---------- Records for the task

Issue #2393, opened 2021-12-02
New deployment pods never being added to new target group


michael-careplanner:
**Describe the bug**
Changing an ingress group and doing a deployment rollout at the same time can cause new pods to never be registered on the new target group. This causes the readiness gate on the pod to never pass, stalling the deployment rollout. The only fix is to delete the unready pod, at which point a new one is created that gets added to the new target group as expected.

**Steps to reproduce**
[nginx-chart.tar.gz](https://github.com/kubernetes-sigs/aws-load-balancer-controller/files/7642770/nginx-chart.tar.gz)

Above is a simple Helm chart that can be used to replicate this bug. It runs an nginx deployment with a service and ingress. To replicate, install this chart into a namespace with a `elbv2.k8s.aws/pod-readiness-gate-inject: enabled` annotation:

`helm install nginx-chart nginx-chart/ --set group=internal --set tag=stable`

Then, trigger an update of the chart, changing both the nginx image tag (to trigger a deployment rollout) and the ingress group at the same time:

--------------------

▶ **Required work**
In full and without alteration, repeat the records.

▶ **Reply**
Issue #2393, opened 2021-12-02
New deployment pods never being added to new target group


michael-careplanner:
**Describe the bug**
Changing an ingress group and doing a deployment rollout at the same time can cause new pods to never be registered on the new target group. This causes the readiness gate on the pod to never pass, stalling the deployment rollout. The only fix is to delete the unready pod, at which point a new one is created that gets added to the new target group as expected.

**Steps to reproduce**
[nginx-chart.tar.gz](https://github.com/kubernetes-sigs/aws-load-balancer-controller/files/7642770/nginx-chart.tar.gz)

Above is a simple Helm chart that can be used to replicate this bug. It runs an nginx deployment with a service and ingress. To replicate, install this chart into a namespace with a `elbv2.k8s.aws/pod-readiness-gate-inject: enabled` annotation:

`helm install nginx-chart nginx-chart/ --set group=internal --set tag=stable`

Then, trigger an update of the chart, changing both the nginx image tag (to trigger a deployment rollout) and the ingress group at the same time:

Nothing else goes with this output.